Fabrication of a hot mirror using ITO-free electrochromic films

In this study, WO₃/Ag/W/WO₃ (WAWW) films were deposited at room temperature on a B270 glass substrate from W and Ag targets using a radiofrequency magnetron reactive sputtering system. The influence of the thin tungsten interlayer on the electrical and optical properties of the WAWW layer structure was investigated through ellipsometry, a four-point probe and a spectrophotometer. It was determined that the thin tungsten interlayer effectively prevented the oxidation of the silver film.

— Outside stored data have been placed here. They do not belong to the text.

PR #5142, opened 2024-10-25
Add FTP support to jobstores

### LINKED ISSUE #5134: Add FTP support to `AbstractJobStore._get_size`
`_get_size` currently doesn't support FTP as it requires special [commands and wizardry](https://stackoverflow.com/questions/22090001/get-folder-size-using-ftplib/22093848#22093848).

This will also need to support extracting username/password from the URL and/or supporting environmental variables to override the username/password

This will allow FTP files to work with #5133

┆Issue is synchronized with this [Jira Story](https://ucsc-cgl.atlassian.net/browse/TOIL-1660)
┆Issue Number: TOIL-1660

stxue1:
Closes #5134 

Also turns all url_exists requests and size requests to HEAD requests instead, as mentioned here: https://github.com/DataBiosphere/toil/issues/5114#issuecomment-2392527695

In my local testing, this significantly improves FTP performance. (Previously an existence check on a small text file on an insecure FTP server took around 5 seconds, though I'm unsure why it would take so long originally)

## Changelog Entry

 * Added proper FTP support for jobstores
 * URL existence and size gets/checks are now done with HEAD requests

## Reviewer Checklist

        ```
        ```

## Merger Checklist


src/toil/jobStores/abstractJobStore.py
```diff
@@ -1958,3 +1986,142 @@ def _get_is_directory(cls, url: ParseResult) -> bool:
     def _list_url(cls, url: ParseResult) -> list[str]:
         # TODO: Implement HTTP index parsing and FTP directory listing
         raise NotImplementedError("HTTP and FTP URLs cannot yet be listed")
+
+
+class FtpFsAccess:
+    """
+    FTP access with upload.
+
+    Taken and modified from https://github.com/ohsu-comp-bio/cwl-tes/blob/03f0096f9fae8acd527687d3460a726e09190c3a/cwl_tes/ftp.py#L8
```
stxue1, line 1995: The license at cwl-tes is also Apache 2.0. Should I add a section to the Toil license that specifically states all code under this class is under cwl-tes's Apache 2.0 license?

docs/appendices/environment_vars.rst
```diff
@@ -217,6 +217,17 @@ There are several environment variables that affect the way Toil runs.
...
 +----------------------------------+----------------------------------------------------+
+| TOIL_FTP_USER                    | The FTP username to override all FTP logins with   |
+|                                  | Example: ``TOIL_FTP_USER=ftp_user``                |
++----------------------------------+----------------------------------------------------+
+| TOIL_FTP_PASSWORD                | The FTP password to override all FTP logins with   |
+|                                  | Example: ``TOIL_FTP_PASSWORD=ftp_password``        |
++----------------------------------+----------------------------------------------------+
+| TOIL_FTP_INSECURE                | Enable or disable connecting to all FTP            |
+|                                  | connections in insecure mode                       |
+|                                  | (``False`` by default).                            |
```
stxue1, line 228: It might be better to leave this as insecure by default instead because that was the default behavior before

src/toil/jobStores/abstractJobStore.py
mr-c: You don't need to repeat the license.

If there are code quotes, then you could mention the copyright of the original authors / copyright holders:

Copyright 2018 EMBL-EBI (Michael R. Crusoe's original implementation, written under contract)
Copyright 2019 adamstruck <adamjstruck@gmail.com>
Copyright 2020 Joris Vankerschaver <jvankerschaver@enthought.com>
Copyright 2020 Dab Brill <dbrill@enthought.com>
Copyright 2020 Manabu ISHII <manabu.ishii.rb@gmail.com>

Otherwise if this implementation is different enough, you don't need to mention the authors.

I suggest this metric: if we wanted to change the license of Toil, would you have to get permission from these copyright holders because the code is essentially the same? Or is the code so adapted or different for other reasons that it is a new work?

adamnovak: One approach is just add their Apache 2.0 license's copyright line to Toil's LICENSE file along with the others.

You could also drop it in a different file and import it to here, and in that file have `Copyright 2017 Oregon Health and Science University` and the copyright boilerplate we use for our files. I think.

Also the `#8` at the end of this link is pointing to the wrong line number.

src/toil/jobStores/abstractJobStore.py
```diff
@@ -1960,3 +1988,142 @@ def _get_is_directory(cls, url: ParseResult) -> bool:
...
+    """
+
+    def __init__(
+        self, cache: Optional[dict[Any, ftplib.FTP]] = None, insecure: bool = False
+    ):
```
adamnovak, line 2002: We should have docstrings for this and all the other functions in the class, ideally. It's especially important with a parameter called `insecure`; what is not being secured, and what is it not being secured from? Does it mean we're vulnerable to password sniffing and someone tampering with the FTP data in transit, or are we now executing arbitrary code from every file we download, or what?

src/toil/jobStores/abstractJobStore.py
```diff
@@ -1960,3 +1988,142 @@ def _get_is_directory(cls, url: ParseResult) -> bool:
...
+            ftp = ftplib.FTP_TLS()
+            ftp.set_debuglevel(1 if logger.isEnabledFor(logging.DEBUG) else 0)
+            ftp.connect(host)
+            env_user = os.getenv("TOIL_FTP_USER")
+            env_passwd = os.getenv("TOIL_FTP_PASSWORD")
+            if env_user:
+                user = env_user
+            if env_passwd:
+                passwd = env_passwd
+            ftp.login(user or "", passwd or "", secure=not self.insecure)
```
adamnovak, line 2094: Is this using an undocumented `secure` parameter? What does that do?

docs/appendices/environment_vars.rst
adamnovak: I don't know what "insecure mode" means.

Is the user going to need to set this if their FTP server doesn't support SSL? Or to bypass bad SSL certificates while non-SSL FTP servers still work fine?

adamnovak (changes requested):
I think we need some more documentation about how FTP-over-SSL (which I think is rather unusual) is being used here, and how we're handling non-SSL FTP servers vs. those without certificates (which themselves might actually be downgrade attacks).

We need to write to a user who doesn't necessarily know that FTP can happen over SSL.

docs/appendices/environment_vars.rst
stxue1: insecure in this case means FTP without SSL. Though I'm not sure if bypassing bad SSL certificates is supported

src/toil/jobStores/abstractJobStore.py
stxue1: I think it's easier to do the latter by putting the code in a separate file, so I'll do that

src/toil/jobStores/abstractJobStore.py
stxue1: ftp in this case is an FTP_TLS object, which supports connecting over TLS. It's not on the official FTP_TLS python documentation, nor is there an associated docstring, but the code itself simply sets up an SSL connection to the FTP server

src/toil/jobStores/abstractJobStore.py
```diff
@@ -1872,15 +1874,28 @@ class JobStoreSupport(AbstractJobStore, metaclass=ABCMeta):
     stores.
     """
 
+    ftp = None
+
+    @classmethod
+    def _setup_ftp(cls) -> None:
```
adamnovak, line 1880: It's weird that the `ftp` member is public, but the function that must be called before it is actually used has an underscore prefix.

src/toil/jobStores/ftp_utils.py
adamnovak, line 1: This might be better placed in `src/toil/lib`.

src/toil/jobStores/abstractJobStore.py
```diff
@@ -1872,15 +1874,28 @@ class JobStoreSupport(AbstractJobStore, metaclass=ABCMeta):
     stores.
     """
 
+    ftp = None
```
adamnovak, line 1877: If we keep a class-level `FtpFsAccess` instance that is never destroyed, and the `FtpFsAccess` instance caches open FTP connections to servers, when do we close our FTP connections? It might be never, and that's probably not what we want.

src/toil/jobStores/ftp_utils.py
```diff
@@ -0,0 +1,214 @@
...
+    def __init__(
+        self, cache: Optional[dict[Any, ftplib.FTP]] = None, insecure: bool = False
+    ):
+        """
+        FTP object to handle FTP connections. By default, connect over FTP with TLS.
+
+        :param cache: cache of generated FTP objects
+        :param insecure: Whether to connect over FTP with TLS
+        """
+        self.cache = cache or {}
```
adamnovak, line 46: We probably want to be able to turn off using a connection cache at all, if we're going to make an FtpFsAccess that is never destroyed.

src/toil/jobStores/ftp_utils.py
```diff
@@ -0,0 +1,214 @@
...
+            ftp = ftplib.FTP_TLS()
+            ftp.set_debuglevel(1 if logger.isEnabledFor(logging.DEBUG) else 0)
+            ftp.connect(host)
+            env_user = os.getenv("TOIL_FTP_USER")
+            env_passwd = os.getenv("TOIL_FTP_PASSWORD")
+            if env_user:
+                user = env_user
+            if env_passwd:
+                passwd = env_passwd
+            ftp.login(user or "", passwd or "", secure=not self.insecure)
```
adamnovak, line 169: OK, so according to the obviously reliable https://tedboy.github.io/python_stdlib/_modules/ftplib.html#FTP_TLS.login what `secure` does here is call `auth()` if you haven't already set up SSL/TLS on the connection, before doing the login.

So it looks like unless the user sets `TOIL_FTP_USE_SSL=False` themselves, they're going to get an error here whenever they use an `ftp://` URL, unless the server actually supports SSL/TLS.

One server people might want to use is `ftp://ftp-trace.ncbi.nlm.nih.gov`. I've just checked and it doesn't support FTP over SSL/TLS.

Another thing we don't do is call the [`prot_p()` method](https://docs.python.org/3/library/ftplib.html#ftplib.FTP_TLS.prot_p) on the connection to actually secure the data channel. And later we fall back to `urlopen()` and give it the full FTP URL with username and password, and I don't think that `urlopen()` can use or enforce SSL. We'd have to tinker with `urlopen`'s handler as recommended in https://stackoverflow.com/a/73171311.

So I think that by default we *should* allow unencrypted FTP connections without user intervention to accept them. That's the current behavior.

If we want to change Toil to enforce secure FTP by default, then we also need to enforce security on the actual reads. And we probably would need a way to individually allow particular insecure servers?

adamnovak (changes requested):
I think we should cut the feature where we require user approval for an insecure FTP connection. (We might also want to then cut/flag off .netrc support?) If we do implement that, we also need to implement it for the actual requests, not just pass off to `urllib`.

I also think we should address the cached FTP connections that seem to live forever. Maybe we want them to time out somehow? Or maybe we can just bypass the cache or not store a persistent `FtpFsAccess` in a class-level variable.

src/toil/jobStores/abstractJobStore.py
```diff
@@ -1872,18 +1874,29 @@ class JobStoreSupport(AbstractJobStore, metaclass=ABCMeta):
     stores.
     """
 
+    @classmethod
+    def _setup_ftp(cls) -> FtpFsAccess:
+        return FtpFsAccess(insecure=strtobool(os.environ.get('TOIL_FTP_USE_SSL', 'False')) is False)
```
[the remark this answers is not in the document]
stxue1: I can leave a comment that this doesn't reuse FTP connections, and that implementing it later may be a good idea

src/toil/lib/ftp_utils.py
```diff
@@ -0,0 +1,230 @@
...
+        Open an FTP url.
+
+        Only supports reading, no write support.
+        :param fn: FTP url
+        :param mode: Mode to open FTP url in
+        :return:
+        """
+        if "r" in mode:
+            host, port, user, passwd, path = self._parse_url(fn)
+            handle = urlopen("ftp://{}:{}@{}:{}/{}".format(user, passwd, host, port, path))
```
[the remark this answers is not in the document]
stxue1: Removed to put into another issue as it appears to be too large of an issue

adamnovak (approved):
Without the SSL enforcement feature I think this looks OK.

PR #5211, opened 2025-02-13
Make tests more independent

mr-c:
Also fixes https://github.com/DataBiosphere/toil/issues/3996 

## Changelog Entry

 * tests now load their data more flexibly
 
## Reviewer Checklist

        ```
        ```

## Merger Checklist

### DIFF
--- a/src/toil/test/__init__.py
+++ b/src/toil/test/__init__.py
@@ -13,6 +13,7 @@
 # WITHOUT WARRANTIES OR CONDITIONS OF ANY KIND, either express or implied.
 # See the License for the specific language governing permissions and
 # limitations under the License.
+from contextlib import contextmanager, AbstractContextManager
 import datetime
 import logging
 import os
@@ -29,7 +30,9 @@ import zoneinfo
 from abc import ABCMeta, abstractmethod
 from collections.abc import Generator
 from contextlib import contextmanager
+from importlib.resources import as_file, files
 from inspect import getsource
+from pathlib import Path
 from shutil import which
 from tempfile import mkstemp
 from textwrap import dedent
@@ -49,7 +52,28 @@ from toil.lib.memoize import memoize
 from toil.lib.threading import ExceptionalThread, cpu_count
 from toil.version import distVersion
 
+import pytest
+
 logger = logging.getLogger(__name__)
+
+
+@contextmanager
+def _fallback_get_data(filename: str) -> Generator[Path]:
+    try:
+        yield Path(os.path.dirname(__file__)) / ".." / ".." / ".." / filename
+    finally:
+        pass  # no cleanup needed
+
+
+def get_data(filename: str) -> AbstractContextManager[Path]:
+    """Returns an absolute path for a file from this package."""
+    # normalizing path depending on OS or else it will cause problem when joining path
+    filename = os.path.normpath(filename)
+    try:
+        return as_file(files("toil") / filename)
+    except ModuleNotFoundError:
+        pass
+    return _fallback_get_data(filename)
 
 
 class ToilTest(unittest.TestCase):
@@ -370,6 +394,11 @@ def needs_online(test_item: MT) -> MT:
     return test_item
 
 
+pneeds_online = pytest.mark.skipif(
+    os.getenv("TOIL_SKIP_ONLINE", "").lower() == "true", reason="Skipping online test."
+)
+
+
 def needs_aws_s3(test_item: MT) -> MT:
     """Use as a decorator before test classes or methods to run only if AWS S3 is usable."""
     # TODO: we just check for generic access to the AWS account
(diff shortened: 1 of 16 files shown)


src/toil/test/__init__.py
```diff
@@ -52,6 +55,24 @@
...
+    try:
+        file_manager = ExitStack()
+        atexit.register(file_manager.close)
+        traversable = files("toil") / filename
+        filepath = file_manager.enter_context(as_file(traversable))
+    except ModuleNotFoundError:
+        pass
+    if not filepath or not os.path.isfile(filepath):
+        filepath = Path(os.path.dirname(__file__)) / ".." / ".." / ".." / filename
+    return str(filepath.resolve())
```
adamnovak, line 73: Should `_projectRootPath()` and `ToilTest.rootDir` be removed in favor of this as the One True Way to access test files? (And if this is the One True Way, the docstring should note that so we know nwver to not use this function.)

Should this maybe be a member of ToilTest so it doesn't need a separate import and more sensibly replaces `self.rootDir` references?

Also, if the source tree is laid out so that a CWL file references another file nearby, and I `get_data("whatever.cwl")`, does `get_data()` promise that the path it returns will have those nearby files from the source tree still available, without explicitly being asked for them?

adamnovak: Also, are we sure that the atexit trickery to defeat the context manager is worth it? I don't see many tests using more than 2 `get_data()` calls, so even if it was a context manager you had to be in for each file, the nesting wouldn't be that bad. If we had a way to say `with get_datas(path1, path2, path3) as (file1, file2, file3):` for any number of arguments we could limit the nesting without fighting the library.

adamnovak (changes requested):
I want to know that this isn't able to ship arbitrary files that happen to be on disk in the builds before merging. But other than that, even though I think the design of `get_data()` might be able to be better, I think this is a clear improvement.

src/toil/test/__init__.py
mr-c: > Should `_projectRootPath()` and `ToilTest.rootDir` be removed in favor of this as the One True Way to access test files? (And if this is the One True Way, the docstring should note that so we know nwver to not use this function.)

Sure, eventually

> Should this maybe be a member of ToilTest so it doesn't need a separate import and more sensibly replaces `self.rootDir` references?

No, I'd like to continue migrating away from the `ToilTest` which inheritest from `unitttest.TestCase` and is incompatible with pytest fixtures.

> Also, if the source tree is laid out so that a CWL file references another file nearby, and I get_data("whatever.cwl"), does get_data() promise that the path it returns will have those nearby files from the source tree still available, without explicitly being asked for them?

Only in Python 3.12+, otherwise not when the `toil` module is loaded from a wheel, no. In that case, only the requested file is extracted, and requesting an entire directory doesn't seem to work:

See https://docs.python.org/3/library/importlib.resources.html#importlib.resources.as_file

Python 3.11:
``` python
$ PYTHONPATH=/home/michael/src/toil/dist/toil-8.2.0a1-py3-none-any.whl python3
>>> import importlib.resources
>>> with importlib.resources.as_file(importlib.resources.files("toil") / "test/cwl/") as p1:
...     for c in p.iterdir():
...             print(c)
... 
  File "/usr/lib/python3.11/contextlib.py", line 137, in __enter__
    return next(self.gen)
           ^^^^^^^^^^^^^^
  File "/usr/lib/python3.11/importlib/resources/_common.py", line 80, in _tempfile
    os.write(fd, reader())
                 ^^^^^^^^
  File "/usr/lib/python3.11/zipfile.py", line 2464, in read_bytes
    with self.open('rb') as strm:
         ^^^^^^^^^^^^^^^
  File "/usr/lib/python3.11/zipfile.py", line 2422, in open
    raise IsADirectoryError(self)
IsADirectoryError: /home/michael/src/toil/dist/toil-8.2.0a1-py3-none-any.whl/toil/test/cwl/
```

Python 3.13:
``` python
$ PYTHONPATH=/home/michael/src/toil/dist/toil-8.2.0a1-py3-none-any.whl python
>>> with importlib.resources.as_file(importlib.resources.files("toil") / "test/cwl/") as p:
...     for c in p.iterdir():
...         print(c)
...         
/tmp/tmp1tvq5n1u/cwl/2.fasta
/tmp/tmp1tvq5n1u/cwl/2.fastq
/tmp/tmp1tvq5n1u/cwl/__init__.py
/tmp/tmp1tvq5n1u/cwl/alwaysfails.cwl
[…]
```

> Also, are we sure that the atexit trickery to defeat the context manager is worth it? I don't see many tests using more than 2 `get_data()` calls, so even if it was a context manager you had to be in for each file, the nesting wouldn't be that bad. If we had a way to say `with get_datas(path1, path2, path3) as (file1, file2, file3):` for any number of arguments we could limit the nesting without fighting the library.

Good point, I updated this PR to not need the atexit trickery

The WAWW film had a dielectric-metal-dielectric (DMD) layered structure with good electrical conductivity and high visible transmittance. The tungsten layer was no more than 2-nm thick. The sheet resistance and luminous transmittance of the WO₃(29.5 nm)/Ag(14.2 nm)/W(2 nm)/WO₃(68.6 nm) film were 4.64 Ω/sq and 65.4 %, respectively. Based on the WAWW four-layer structure, stacked WO₃(29.5 nm)/Ag(14.2 nm)/W(2 nm)/WO₃(68.6 nm)/Ag(16.9 nm)/W(2 nm)/WO₃(30.4 nm) seven-layer structures deposited on B270 glass substrates were used for both ITO-free electrochromic and hot mirror applications. The visible (400–700 nm) and NIR (700–1200 nm) transmittance values of the bleached WAWW seven-layer structure were 71.5 % and 9.9 %, respectively. The visible transmittance of the colored WAWW seven-layer structure was 23.6 %. Finally, the bi-layer WAWW films were used to obtain an ITO-free WAWW seven-layer structure with a good electrochromic and optical performance.